Single-cell Multiome

This page describes scripts that facilitate analyzing multiomic data at the single cell resolution.

Table of contents

Single-cell Multiome
- Gene Expression (GEX) Quality Control
  - Proportion of exonic reads (exon_prop)

Gene Expression (GEX) Quality Control

Proportion of exonic reads (exon_prop)

The proportion of exonic reads for single nucleus sequencing is an important matirx to assess the quality of the data. This is because that for GEM (Gel bead in EMulsion) generation on single nucleus, only isolated nuclei are captured in the GEMs. Therefore, RNA captured inside the nuclei are mostly unspliced. High proportion of exonic reads indicates that the nuclei are likely contaminated by cytoplasmic RNA due to broken nuclei.

Given the 10x Cell Ranger ARC alignment output (gex_possorted_bam.bam), the tags inside the BAM files are used to indicate the properties of the reads.

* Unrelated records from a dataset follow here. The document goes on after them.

PR #6112, opened 2019-11-29
Update G-Max Gravitas' shortDesc

DeltaCoderr:


KrisXV:
I don't think this is necessary

Zarel:
Does this message even fit?

Zarel:
No, but this fits:

image

I don't know if we care about this, though.

KrisXV:
If we wanted to be sticklers about it, we would also need to update Max Flare's description on top of all other moves that call terrains/weathers/field effects

DeltaCoderr:
So  do you want me to change it to `Summons Gravity (5 turns)`?

Zarel:
It depends on what we agree on. @Marty-D, opinions?

Marty-D:
I also don't think this is necessary. You're supposed to read it as "this starts the effect of Gravity, the move, which lasts 5 turns", just like effects referencing Rain Dance are implied to last 5 turns or 8 turns if the effect starter was holding Damp Rock, because that's how Rain Dance the move works. There's no space in short descriptions to be wordy like this.

PR #6115, opened 2019-11-30
Natdex: Power Construct is banned

asgdf:
As per https://www.smogon.com/forums/threads/national-dex-ou-metagame-discussion.3656899/.

### DIFF
--- a/config/formats.js
+++ b/config/formats.js
@@ -324,7 +324,7 @@ let Formats = [
 
 		mod: 'gen8',
 		ruleset: ['Obtainable', 'Standard', 'Team Preview', '+Past', '+Unreleased', 'NatDex'],
-		banlist: ['Uber', 'Moody', 'Power Construct', 'Shadow Tag', 'Baton Pass',
+		banlist: ['Uber', 'Power Construct', 'Shadow Tag', 'Baton Pass',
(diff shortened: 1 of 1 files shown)


asgdf:
Ok maybe Moody is not supposed to be baned, the OP just still says it is because it wasn't updated? Don't merge quite yet I guess.

Zarel:
You should be banning Zygarde-C, not Power Construct.

asgdf:
Gen 7 OU, Gen 7 DOU and Metronome Battles all ban Power Construct, while no format bans Zygarde-C, so I went with consistency.

Zarel:
:[ Fine, I guess.

Also I thought Zygarde was banned in Gen 7 OU? The Power Construct ban seems unnecessary.

Marty-D:
Zygarde 10% also exists.

asgdf:
Okay, so they didn't want Moody banned after all, and updated the OP accordingly, so I removed that ban again.
I did this through the online interface so I can't amend the commit easily, but that can be quashed when merging right?

Zarel:
This conflicts with the Dyna+Mega+Z fix I think.

asgdf:
Not anymore.

PR #6116, opened 2019-11-30
Galar Beginnings: Allow Snorlax-Gmax

LegoFigure11:
Snorlax-Gmax will be released before the competition starts on cartridge and therefore allowed in the competition, so it'd be great if we could get it unbanned here for testing before the comp starts.

### DIFF
--- a/config/formats.js
+++ b/config/formats.js
@@ -170,6 +170,7 @@ let Formats = [
 			battle: 3,
 		},
 		ruleset: ['Obtainable', 'Standard GBU'],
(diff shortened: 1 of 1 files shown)


TheImmortal:
You can unban unreleased Pokemon? That doesn't seem right.

Zarel:
> You can unban unreleased Pokemon? That doesn't seem right.

What's wrong with that? I added that feature a few months ago with the validator refactor.

TheImmortal:
TIL.

PR #6117, opened 2019-11-30
Typescript roomsettings

whalemer:


server/chat.ts
```diff
@@ -555,7 +555,7 @@ export class CommandContext extends MessageContext {
 	checkBanwords(room: BasicChatRoom | null | undefined, message: string): boolean {
 		if (!room) return true;
 		if (!room.banwordRegex) {
-			if (room.banwords && room.banwords.length) {
+			if (room.banwords.length) {
```
Zarel: :[

I'm not sure _enough_ of PS is TypeScripted for me not to be worried about this even if it's unnecessary.

whalemer: Well, if we make this change, we can find out!

(agreed, reverted that)

Zarel: I mean, if it weren't right after the release of a new gen, I'd be interested in finding out. I do want to make an "unnecessary check" pass, but unfortunately this isn't Swift and "auto-force-unwrapped optionals" isn't a thing.

whalemer: tbh I'm half surprised typescript isn't yelling at me for the `room.banwords` check, given that as far as it knows that should always be true.

Zarel: I'm more surprised LGTM and tslint aren't. I guess "automatically force-unwrapped optionals" are common enough that you can't just blanket-ID all such cases as useless.

It _is_ required for writing polyfills, after all.

PR #6118, opened 2019-11-30
Refactor tournament plugin loading

whalemer:


Zarel:
I'm confused what this achieves?

Zarel:
It doesn't seem simpler at a glance. Can you clarify what improvement this makes?

whalemer:
Feels less hacky than the current situation to me, makes it a lot easier to load things other than commands (ie, roomsettings) from tours.

Zarel:
Oh, I see. Yeah, this is good.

The first script gex_bam_tags_to_csv.py extracts the tags from the BAM file while only keeping the confidently mapped reads (MAPQ = 255) and have the read collapsed to the unique molecular identifier (UMI).

python gex_bam_tags_to_csv.py <input_bam> <output_csv>

The second script calc_read_type_prop.py calculates the count and proportion of reads that are exonic, intronic, and intergenic. The output is a CSV file with the following columns:

CB_cell_barcode: cell barcode
total_reads: total number of confidently mapped reads
exon_reads: number of confidently mapped exonic reads
exon_prop: proportion of confidently mapped exonic reads
intron_reads: number of confidently mapped intronic reads
intron_prop: proportion of confidently mapped intronic reads
intergenic_reads: number of confidently mapped intergenic reads
intergenic_prop: proportion of confidently mapped intergenic reads

python calc_read_type_prop.py <input_csv> <output_csv> [chunk_size]

chunk_size is an optional argument that specifies the number of lines to read from the input CSV file at a time, which is assigned to each worker process. This script is parallelized using the multiprocessing module in Python.